By Samantha Bradsky | Reporter
Personal devices using the 5G network could cause a national crisis.
In the world of consumerism and commercial technology, the spectrum impacts many consumer devices. What many fail to recognize are the other industries competing with personal devices to use the spectrum as well.
According to SDxCentral, the 5G spectrum refers to the fifth-generation network of radio frequencies. Baylor’s website refers to the spectrum as constituting “all available frequencies for wireless communication between devices with applications for radio and television broadcasts, RADAR, GPS, cellular voice and data service.”
Charles Baylis — professor of electrical and computer engineering and director of the wireless and microwave circuits systems program — said to imagine the wireless spectrum as real estate. Each phone using 5G wireless acquires some of this real estate. While the demand for the spectrum increases, the real estate of the spectrum remains a finite resource.
“It turns out that on a national level, there is a lot of concern that we’re going to run out of this real estate because so many wireless devices are now coming into play,” Baylis said.
Baylis also directs the hub for Spectrum Management with Adaptive and Reconfigurable Technologies (SMART Hub) — a spectrum center at Baylor tasked with protecting the use of the spectrum. SMART Hub hopes to find a solution for the growing threat of spectrum overload.
What exactly do phones utilizing the 5G spectrum threaten?
“When I say ‘spectrum,’ that is essentially the collection of frequencies that are available for use — the real estate of wireless,” Baylis said. “It’s not just commercial wireless that uses it.

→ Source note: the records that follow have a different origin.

PR #3214, opened 2026-07-17
GO-7379 Cut cellular-switch recovery latency: bounded node lookups, fast retry, prioritized sweep

requilence:
Follow-up to #3211, driven by a field test on iOS ([GO-7379](https://linear.app/anytype/issue/GO-7379)): Wi-Fi→cellular switch with 71 spaces — the recovery pipeline fired correctly (debug stats: CELLULAR reported with networkId, 2 recoveries, coalescing worked), but chat messages still took ~30s to flow.

## Diagnosis (from the new debugstat + a goroutine dump taken mid-stall)

The goroutine dump at recovery+6s showed the entire stall in three numbers: **71** `fetchResponsiblePeers` parked in ocache single-flight dial waits, **all 10** `SyncAllSpaceHeads` workers parked in `waitResponsiblePeers` behind them, **1** QUIC dial in flight. `pool.GetOneOf` shuffles the responsible node ids and parks behind the picked node's in-flight dial; on a fresh cellular path one node's sequential scheme×addr dial chain (10s per attempt) held every space that picked it — including the visible chat — while a different node had already connected at +6.6s and helped nobody.

## Fixes

- **Bounded node lookup** in `fetchResponsiblePeers` (10s): `ocache.waitLoad` honors ctx, so a fetch parked behind a slow dial gives up instead of inheriting the slowest dial's schedule.
- **Fast retry** (5s, was 20s) after a failed lookup while online: the next `GetOneOf`'s active-conn check returns any node that connected meanwhile, and the `ConnectionError→Online` edge then fires the existing per-space reconnect diff-kick. Offline behavior (2min backoff, LAN exception) unchanged.
- **Sweep can't be starved**: worker peer-find deadline 1min→15s (workers hold semaphore slots while waiting; stragglers are covered by the reconnect kick + fast retry), and the sweep orders **spaces with currently-open objects first** (block service looked up by component name to avoid the import cycle; drift test added in `core/block`).

Net effect for the observed incident: the visible space syncs as soon as *any* responsible connection is up (~7s incl. iOS path settle + first cellular dial), instead of ~30s.

Race suites green (`core/device`, `peermanager`, `space`, `core/block` drift test); full build green.

### DIFF
--- a/core/block/space_cname_test.go
+++ b/core/block/space_cname_test.go
@@ -1,0 +1,16 @@
+package block
+
+import (
+	"testing"
+
+	"github.com/stretchr/testify/assert"
+
+	"github.com/anyproto/anytype-heart/space"
+)
+
+// The space service looks the block service up by a copied name (importing
+// this package would be a cycle); if the constants drift, the head-sync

The military has to use it for radars. The FAA has to use it for radars. When you fly a plane, the radars that are at the airport that track your plane, those all have to use the same spectrum; they can’t be interfered with by 5G devices.”
Baylis noted other potential implications of interrupted military signals, such as an inability to accurately detect foreign missiles in a timely manner. Additionally, natural disasters could become a concern.

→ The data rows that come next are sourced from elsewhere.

PR #3215, opened 2026-07-17
GO-7379 Diagnostics for the desktop empty-peers stall

requilence:
Instrumentation to pin the desktop stall reported on GO-7379 (all periodic rounds waiting on empty responsible-peers lists while healthy node conns sit idle; every artifact-compatible theory eliminated — see the Linear thread). Adds interval-choice counters, live registry introspection (managersNoPeers / managersLoopDead), a manager loop-liveness flag, and a rate-limited WARN at the empty-peers wait carrying the deciding fields (manager ctx closed, loop alive, offline verdict, local peers, failure count). Zero steady-state overhead: atomics on existing paths, registry iteration only on stat queries.

### DIFF
--- a/space/spacecore/peermanager/manager.go
+++ b/space/spacecore/peermanager/manager.go
@@ -56,6 +56,15 @@ const (
 	// early lets the fast retry below re-enter GetOneOf, whose active-conn
 	// check then returns any node that connected meanwhile.
 	responsibleNodeDialTimeout = time.Second * 10
+	// responsibleNodeDialTimeoutSlow replaces the bound after consecutive
+	// failures. The tight bound is right for the common case (live conn or a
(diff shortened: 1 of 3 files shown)


requilence:
Added the probable causal fix alongside the diagnostics: the 10s node-lookup bound (from the iOS park fix) permanently starves networks that blackhole QUIC — this desktop's dials demonstrably need 20-35s to fall through to yamux (VPN up), so every sync-node dial was cancelled mid-chain and retried from scratch, forever; the failure evidence hid at INFO level. The bound now escalates to 40s from the second consecutive failure (rebuild signals reset it), so the working transport is reachable while the tight bound still covers the transient-park case. The 2-minute manage-loop parks remain unexplained — the interval-choice counters in this PR will settle that on the next capture.

PR #3242, opened 2026-08-17
GO-7383 API v2: a JSON HTTP API for agents over AnyBlock JSON

requilence:
Stacked on #3241 (AnyBlock JSON). **Review that one first** — this branch is the consumer; the diff shown here includes its base until #3241 merges.

A local JSON HTTP API designed for LLM agents, serving and accepting AnyBlock JSON documents. It shares nothing with v1 at the type level — `core/api/v2` is its own package tree with its own OpenAPI document — so v1 is unchanged and its generated docs are byte-identical throughout.

## Specs (read in this order)

| | |
|---|---|
| `core/api/APIV2.md` | the API spec: conventions C1–C13, the surface, and §8.x as-built notes recording what each round actually shipped and why |
| `core/api/APIV2_PLAN.md` | the plan of record — what is done, what is staged, what is deferred, and the decisions still owed to a human |
| `core/api/APIV2_TOKENS.md` | the measured token review that drives most design choices |
| `core/api/APIV2_SURFACES.md` | which v1 surfaces get reimplemented vs reused, and why |
| `pkg/lib/anyblockjson/ADDRESSING.md` | the identifier layer — how types, properties and options are addressed |
| `core/api/APIV2_OBJECT_DELETE.md` | creator provenance and own-output-only deletion |
| `docs/DerivedDeleteConsistency.md` | a plan for a store inconsistency this work uncovered (not implemented here) |

## What's built

Read, create, edit (a closed, id-addressed op set), query with a compact filter DSL, chats, the space periphery, the view family, scoped API keys with a fail-closed route registry, and the identity layer (one slug vocabulary, both directions, derived from the bundle).

Two agent-facing surfaces sit on top: a **task-tool wrapper** (12 tools, CLI verbs and an MCP stdio server, two model tiers) and `SKILL.md` guides for direct HTTP use.

`cmd/apiv2eval` is an evaluation harness that runs real local models through the real API. It measured most of what shaped this branch — and found defects three rounds of code review had missed.

## Changes outside `core/api`

These are the ones worth calling out, because they touch shared or shipped code:

- **`pb.Change.integrationName` (field 10)** — the raw, user-chosen name of the paired API key, stamped on an object's creating change and used to enforce own-output-only deletion. Immutable for the same reason `createdDate` is: it rides a signed, CID-addressed, append-only change. Stored raw and compared exactly — normalization was tried and rejected, because it made visibly different app names into one principal. Additive on the wire; old clients ignore an unknown field, and nothing re-marshals a change in a real tree.
- **`core/block/editor/smartblock`, `state`, `source`** — carry that stamp, per-apply only: a later local edit must not inherit it.
- **`core/application/sessions.go`, `core/session`, `core/wallet`** — API-key issuance now requires a non-empty app name and bounds it (there was no bound anywhere before).
- **`core/block/object/objectcreator`** — mint-time uniqueness for `apiObjectKey`, checking stored slugs, stored keys *and* the bundled-derived vocabulary.
- **`space/internal/components/migration/apiobjectkey`** — backfills `apiObjectKey` where it is absent.
- **`pkg/lib/bundle/apislug.go`** — the bundled key ↔ slug table, both directions, built from the bundle (a case transform does not round-trip; this is a table on purpose).
- **`core/block/detailservice/set_details.go`** — archive success is judged over the requested ids, not over a cascade that may have succeeded while the target was refused.
- **`pkg/lib/localstore/objectstore/spaceindex/relations.go`** — `ListRelationOptions` excludes uninstalled options.
- **`util/anonymize`** — covers the new field, so an app name cannot ride a debug export verbatim.
- **`core/api/service/cache_manager.go` (v1)** — indexes a type under its derived key as well as its served key. Without this, an integration holding a custom type key breaks after a restart once a slug is stamped.

## Regenerating

- **OpenAPI**: `make openapi` — two documents, `core/api/docs/{v1,v2}`. Both are committed; v1 must stay byte-identical.
- **Protos**: `make protos-go` after touching `pb/protos`.
- **Mocks**: `make test-deps`.

## Not in this branch

Locator slices 2.1c/2.1d, the `?mode=` read collapse, Phase 8 surface completion, and the format-level pin work — all staged in `APIV2_PLAN.md` and intended for follow-up branches.

Three defects in `develop` were found while auditing delete semantics and filed rather than fixed here: GO-7443, GO-7444, GO-7445.


zetashift:
I've been waiting for an API like this for a long time, but reading the description, is this supposed to be only used by agents?

requilence:
closed in favor of #3266

PR #3250, opened 2026-08-20
GO-7455 Global search: single global FT query + no wasted highlights

requilence:
`ObjectCrossSpaceSearch` measured **1765ms** for a single-char search-as-you-type query over ~50 loaded spaces. Root causes, all measured (real 138k-doc / 50-space index + tantivy-go source analysis):

| cost source | share | evidence |
|---|---|---|
| per-space candidate resolution (FindId + filters + injections × budget × N spaces) | dominant | 41–63ms/space warm, ~1s cold; 2,266 candidates materialized to show 30 |
| highlight generation (SnippetGenerator per stored field per doc, Zh twins included) — discarded: this RPC returns records only | 47–95% of FT wall clock | 127µs/1KB doc |
| per-space fan-out: the space clause does **not** prune the scan (no top-K pruning for this boolean shape) — per-space query ≈ global query cost | N× | 108ms (50 calls) vs 3ms (1 global) |
| fixed FFI overhead (reader reload every call + query build) | ~106µs × N | |

## Change

- Fulltext scope of `QueryCrossSpaceNoWait` issues **one global tantivy query with highlights off** and resolves candidates **per space**, grouped by each hit's stored `SpaceID` (`spaceindex.GroupFulltextResults` exported; grouping stays per-space — object ids are only unique within one). Global budget escalation mirrors the per-space policy when store filters starve the page.
- `ftsearch.Search` gains `withHighlights`; per-space object search passes `true` (`SearchWithMeta` needs fragments), the cross-space path `false`.
- **Semantics shift**: global relevance top-K — every space's matches compete in one ranking (scores are cross-space comparable since the score-neutral space clause landed). The per-space anystore fallback is deliberately not applied on this path (it would scan every space's collection on each no-match keystroke).

## Measured

One space's share of the work (real account store, query `"a"`, limit 30): **44.7ms → 9.3ms warm** (1.06s cold), with the single FT call amortized across all spaces. Extrapolated RPC total: **~10–30ms vs 1765ms**.

Follow-ups (in GO-7455): short-query clause shape (PhrasePrefix = 55% of a 1–2 char scan; Phrase/EveryTerm/OneOfTerm collapse to identical TermQueries), upstream tantivy-go issues (reader reload on every call, per-stored-field snippet generators).

### DIFF
--- a/pkg/lib/localstore/ftsearch/ftsearch.go
+++ b/pkg/lib/localstore/ftsearch/ftsearch.go
@@ -83,8 +83,11 @@ type FTSearch interface {
 	// "objectId/m/messageId"; bare-id documents are deleted as well)
 	BatchDeleteObjects(ids []string) (err error)
 	// Search returns up to limit best-scoring doc matches (limit <= 0 means
-	// the default of 100). The limit applies to docs, not objects.
-	Search(spaceId string, query string, limit int) (results []*DocumentMatch, err error)
+	// the default of 100). The limit applies to docs, not objects. Highlight
+	// generation costs up to ~130µs per matched doc with large stored text and
+	// is pure waste for record-only responses — pass withHighlights=false
+	// unless the caller returns highlight fragments to the client.
+	Search(spaceId string, query string, limit int, withHighlights bool) (results []*DocumentMatch, err error)
 	// SearchChat searches only message documents ("chatId/m/...") so messages
 	// don't compete with the rest of the space for the limit. Empty chatId
 	// searches messages of all chats; empty spaceId searches all spaces.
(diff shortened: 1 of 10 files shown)


requilence:
Follow-up commit from a real desktop CPU profile of the new path (~400ms RPCs remaining): `injectRelatedObjects` was 46% of store-query CPU — per injection group an unindexed `links`/`type`/option-key `FilterIn` collection scan, per space. Cross-space search now passes `withInjections=false`; per-space `ObjectSearch` behavior unchanged. Remaining profile weight is the non-text browse fan-out and SQLite I/O wait (13% CPU overall — the rest of the 400ms is pread wait, which shrinks with warm page cache).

“Believe it nor not, weather-sensing satellites actually use the spectrum,” Baylis said. “We’re doing a project right now where weather satellites are being threatened by interference from 5G. This can harm us severely. If we’re trying to predict a hurricane and we get interfered with, our advanced prediction won’t be as accurate.”
Regardless of the risks Baylis mentioned, 5G wireless has invaded daily life to the point of no return. Cellphone companies excitedly boast new products with 5G wireless technology, and consumers scramble to purchase the latest, greatest and fastest technology available.

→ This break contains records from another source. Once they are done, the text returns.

PR #3263, opened 2026-09-07
GO-7494 Wait for the caller's event stream before broadcasting accountShow

requilence:
Fixes [GO-7494](https://linear.app/anytype/issue/GO-7494/accountshow-is-lost-when-accountrecover-races-session-stream). Hotfix — the real fix is GO-7495.

## The bug

Login wedges permanently: the phrase input spins forever, no error, only an app restart recovers it. Heart logs `no servers to broadcast event` — the confirmation GO-7494 listed as still missing.

`AccountRecover`'s only output is a fire-and-forget `accountShow` broadcast. Its response carries no account, and `login.tsx select()` guards on `!accounts.length`, so one lost event wedges login for good.

The client opens `ListenSessionEvents` and calls `AccountRecover` as two independent requests with no ordering between them. When the broadcast wins, `es.Servers` is empty (the previous session was removed synchronously by `WalletCloseSession`) and the event is dropped with nothing to redeliver it.

Latent since 2023, but `AccountRecover` used to derive keys from the mnemonic before broadcasting, and those few hundred ms hid the race. GO-6131 moved the derivation to `WalletRecover`, leaving a pure in-memory broadcast and a window of roughly zero — which is why this got frequent.

## The fix

Wait for the caller's own session stream to attach before broadcasting, bounded by 5s and by the caller's context. On expiry we broadcast anyway, so the outcome is never worse than today.

The 5s bound is bracketed on both sides: the client's stream reconnect backoff is 3s (`dispatcher.ts`), so it covers one full retry; metrics' `LONG_RPC` threshold is 10s (`metrics/interceptors.go:32`), past which every slow login would dump a goroutine profile to Sentry.

`WaitForSession` polls `IsActive` rather than keeping a waiter registry. It runs once per login, so the cost is unmeasurable, and it leaves `SetSessionServer` — the concurrency-sensitive hot path — completely untouched.

Also fixes a data race found in review and independently named in GO-7495: `derivedKeys` is now snapshotted under `s.lock` instead of read through. It is written under that lock by `WalletRecover`, which needs no session token, so a second recovery landing during the wait would otherwise have us answer this request with the other account's id.

## Why not the approach in the ticket

GO-7494 proposed delivering `accountShow` on session attach via the hook runner. That needs an unconditional branch around the `mw.GetApp() != nil` gate (false before `AccountSelect`) and would push `accountShow` on *every* stream attach, risking duplicate accounts in the client's list. Waiting touches one handler and changes what no other session sees.

## Client impact

None required — this fixes already-shipped desktop builds. Mobile is unaffected: `clientlibrary` passes `context.Background()` (no token, wait skipped) and its `CallbackSender` deliberately does not implement `SessionWaiter`.

## Tests

- `TestService_AccountRecover` — 7 cases: waits for the caller's stream; another session's stream does not release the wait; already-attached fast path; `token == ""` skips the wait; gives up and broadcasts anyway; answers about the account it was asked for, not one recovered mid-wait; no wallet.
- `TestWaitForSession_*` — 5 cases covering attach-later, already-attached, timeout, canceled caller, per-token isolation.

Mutation-checked rather than assumed: hardcoding the wrong token fails the token-fidelity case, and restoring the read-through of `derivedKeys` fails the mid-wait case. Both green when restored. `go build ./...`, `-tags nogrpcserver`, `go vet`, and both packages under `-race` are clean.

## Follow-ups (not in this PR)

- **GO-7495** — return `accountId` in the `WalletCreateSession` response and drop `accountShow`. The field already exists in the proto; the mnemonic branch returns `""` with the standing GO-1854 todo. That removes the ordering assumption entirely, and this wait with it.
- **GO-7495 item 6** — `ListenSessionEvents` takes `s.lock.RLock` twice on the attach path while `AccountSelect` write-holds it for an entire cold sync, so opening a stream can block for minutes. It widens this exact window, and the event sender is set once at boot so it needs no lock at all. Worth doing before the refactor.

### DIFF
--- a/core/account.go
+++ b/core/account.go
@@ -39,7 +39,8 @@ func (mw *Middleware) AccountCreate(cctx context.Context, req *pb.RpcAccountCrea
 }
 
 func (mw *Middleware) AccountRecover(cctx context.Context, _ *pb.RpcAccountRecoverRequest) *pb.RpcAccountRecoverResponse {
-	err := mw.applicationService.AccountRecover()
+	token, _ := getSessionToken(cctx)
+	err := mw.applicationService.AccountRecover(cctx, token)
 	code := mapErrorCode(err,
 		errToCode(application.ErrNoMnemonicProvided, pb.RpcAccountRecoverResponseError_NEED_TO_RECOVER_WALLET_FIRST),
 		errToCode(application.ErrBadInput, pb.RpcAccountRecoverResponseError_BAD_INPUT),
--- a/core/application/account_recover.go
+++ b/core/application/account_recover.go
@@ -1,20 +1,63 @@
 package application
 
 import (
+	"context"
+	"time"
+
 	"github.com/anyproto/anytype-heart/core/event"
 	"github.com/anyproto/anytype-heart/pb"
 	"github.com/anyproto/anytype-heart/pkg/lib/pb/model"
 )
 
-func (s *Service) AccountRecover() error {
-	if s.derivedKeys == nil {
+// sessionAttachTimeout bounds how long AccountRecover waits for the caller's
+// event stream. Bracketed on both sides: the client's stream reconnect backoff
+// is 3s (dispatcher.ts), so this covers one full retry, and metrics' LONG_RPC
+// threshold is 10s, past which every slow login would dump a goroutine profile
+// to Sentry. On expiry we broadcast anyway, which is the pre-fix behaviour.
+const sessionAttachTimeout = 5 * time.Second
+
+// AccountRecover answers with nothing but an AccountShow event, and the client's
+// login screen has no other trigger. token is the caller's session token (empty
+// when the transport carries none, e.g. the mobile in-process library).
+func (s *Service) AccountRecover(ctx context.Context, token string) error {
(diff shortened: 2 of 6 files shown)


requilence:
Superseded by #3264, which fixes this at the root rather than narrowing the window.

Review of this PR found that the 5s wait only covers **one** client stream-reconnect (the backoff in `dispatcher.ts` is 3s), so if the stream request fails rather than merely arriving late, login still hangs — just 5 seconds later. #3264 returns the account id on the `WalletCreateSession` response instead, so there is no ordering left to get wrong, and it is less code.

The argument for keeping this one — that it needs no client change — turned out not to apply: `anytype-ts` pins `middleware.version` and bundles `anytypeHelper`, so heart never reaches a desktop user without a new desktop release anyway.

Two things from this PR were carried over to #3264: the `derivedKeys` data race (`WalletRecover` writes it under `s.lock` and needs no session token) and, from review, a nil dereference in `CreateSession`'s accountKey branch. Branch kept in case the `WaitForSession` primitive is wanted later.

Boston freshman Savannah Dean illustrated the alternate consumer mindset.
“I think 5G is convenient and innovative, and I don’t really care about the supposed risks associated with it,” Dean said.
Baylis said he realizes that the commercial use of 5G is not going away, which is why he currently researches ways to upgrade and advance military and weather radars to work with 5G.
“I think the solution is building all of our systems to be adaptive and reconfigurable, and that’s really what our research and even our whole center’s [SMART Hub] effort is centered around,” Baylis said. “We need to be able to find new ways for all devices to use the spectrum — to use this real estate — because it’s going to run out.”